If you consult with an investment professional such as a financial planner or adviser during the course of income-producing activity, the fees charged by these individuals can be deducted from your taxes. However, you must stick to the investments the Internal Revenue Service deems deductible and also meet other IRS requirements.
Deductible Advisory Fees
Whether your financial adviser fees originate from a person, firm or advisory service, they are eligible for a tax deduction. The IRS does not specify types of financial advisers, only referring to "investment counsel and advice." Advice also could come in the form of newsletters, periodicals and research website subscriptions, all of which could potentially be deductible. Financial adviser fees are part of a larger group of deductible expenses covering expenses incurred as a result of investing, itemized as miscellaneous deductions on Schedule A of your tax return.
Rules for Deductibility
Financial advisory fees still have to stay within the guidelines of what the IRS constitutes deductible. You can only deduct these fees if they are greater than 2 percent of your adjusted gross income. However, you can also include other miscellaneous expenses to make up the 2 percent, such as unreimbursed employee expenses and tax preparation fees. Another condition is that what the financial adviser advises on must be taxable. Any cost for advice regarding nontaxable income from investments such as municipal bonds in a portfolio cannot be deducted. Also, your fees must be "ordinary and necessary," not excessive.
Retirement Fund Fees
Financial management firms charge custodial fees for IRAs and 401k's. In order for these fees to be deductible, you cannot pay the fees from within the retirement account. If the investment firm allows you to pay those fees outside the account, those fees then may be deductible. In addition, fees from Roth IRAs, Roth 401k's and regular retirement accounts that are funded with after-tax money can be directly debited and deducted from taxes.
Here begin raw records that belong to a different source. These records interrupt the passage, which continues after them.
PR #1579, opened 2022-08-05
fea: transform alert from enum lib into diagnostic

moadibfr:
| Q                 | A
| ----------------- | ---
| 🐛 Bug fix?       | no
| 🚀 New feature?   | no
| ⚠ Deprecations?   | no
| ❌ BC Break       | no
| 🔗 Related issues | 
| ❓ Documentation  | no 

## Description

transform alert from enum lib into diagnostic when using the facade implementing the new api


enumeration/alerter/alert.go
```diff
@@ -22,6 +27,10 @@ func (f *FakeAlert) ShouldIgnoreResource() bool {
 	return f.IgnoreResource
 }
 
+func (f *FakeAlert) Resource() *resource.Resource {
```
craigfurman, line 30: Is this FakeAlert still used anywhere?

enumeration/diagnostic/diagnostic.go
```diff
@@ -0,0 +1,54 @@
...
+
+type diagnosticImpl struct {
+	alert alerter.Alert
+}
+
+func (d *diagnosticImpl) Code() string {
+	if _, ok := d.alert.(*alerts.RemoteAccessDeniedAlert); ok {
+		return "ACCESS_DENIED"
+	}
+	return "NOT_IMPLEMENTED"
```
craigfurman, line 24: Is this user-facing? If so, wouldn't something like UNKNOWN_ERROR be more appropriate?

craigfurman (dismissed):
2 non-blocking notes, I'll approve in advance 👍 

Before we merge this, I/you/we could test this branch out in snyk-iac-test and see if we can spike out bubbling up these non-fatal errors from diagnostics. WDYT?

enumeration/alerter/alert.go
eliecharra: Yeah in some tests, it's a manual mock if you see what I mean.

eliecharra:
> Before we merge this, I/you/we could test this branch out in snyk-iac-test and see if we can spike out bubbling up these non-fatal errors from diagnostics. WDYT?

100% in sync with that, let's do a small pairing session on that, shoot me an invite 🙏🏻

enumeration/diagnostic/diagnostic.go
eliecharra: Yeah that's user facing here, I didn't want to return an empty value but `UNKNOWN_ERROR` you proposed is probably better 👍🏻 Will change that thanks

enumeration/alerter/alert.go
craigfurman: Shouldn't we move it into the test files then?

eliecharra: Yeah agreed, that's typically tech debt here.

craigfurman: you're right, it's out of scope for this PR! I forgot I was commenting on the new interface method, not a whole new struct!

craigfurman (dismissed):
Nice!

PR #1582, opened 2022-08-24
Add support for google-beta provider

mdietzer-fn:
| Q                 | A
| ----------------- | ---
| 🐛 Bug fix?       | no
| 🚀 New feature?   | yes (sort of)
| ⚠ Deprecations?   | no
| ❌ BC Break       | no
| 🔗 Related issues | N/A
| ❓ Documentation  | yes (the new `gcp-beta+tf` remote)

## Description

This PR adds support for the `google-beta` provider via the `gcp-beta+tf` remote.

Reasoning behind supporting `google-beta` is that several features in GCP require use of the beta provider, and in order to validate IaC infrastructure using that provider, this code is necessary, or driftctl asserts 0% coverage.

As the two providers, beyond their name and version, are basically the same when it comes to driftctl's usage, this is a quite small change


mdietzer-fn:
Test failures seem (to me) unrelated to my change, are these expected/flaky?

wyardley:
This would be great. Just curious: how would this work if you're using both regular and beta provider in the same state?

mdietzer-fn:
> This would be great. Just curious: how would this work if you're using both regular and beta provider in the same state?

Likely the same way  driftctl works with two different providers entirely, like trying to use AWS and GCP providers at the same time (which is to say it does not support that at all)

wyardley:
> Likely the same way driftctl works with two different providers entirely, like trying to use AWS and GCP providers at the same time (which is to say it does not support that at all)

Got it.
In my experience, it's very common with GCP in terraform to commingle regular and beta provider within the same state, though I imagine using beta only would probably still support the superset of things that are in GA as well most of the time....

PR #218, opened 2018-05-07
MH-12829 Switch and rename event details tabs

KatrinIhler:
This PR switches the metadata and general tabs in the event details modal so that the metadata tab is in front. This accomplishes two things: 1. It's consistent with the series details modal, and 2. it makes more sense in my opinion to view the metadata first.

Additionally the general tab is renamed to publications tab since it contains publications and nothing else. For consistency a number of files and identifiers are also renamed. Because of naming conflicts (see discussion on list here) I thought it best to rename the resources for the assets tab to contain 'Asset' in their name, thus avoiding conflicts concerning 'eventPublicationsResource'. (I hope I didn't miss anything during my renaming spree, if I did, just comment and I'll fix it.)

See the screenshot for more details: 

screenshot from 2018-05-07 16-46-19

_This work is sponsored by ETH._

PR #237, opened 2018-05-16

Commissions and Other Fees
Among the no-no's in the deductible advisory fee space are commissions to brokers for buying or selling securities. These fees add to the cost basis of the property, thereby reducing your tax burden when they are sold. As a result, they are not included in deductions. Moreover, investment fees of publicly-traded mutual funds also forgo deductions. This is because they do not pass investment expenses through to you, but rather reduce your dividends by your share of investment expenses.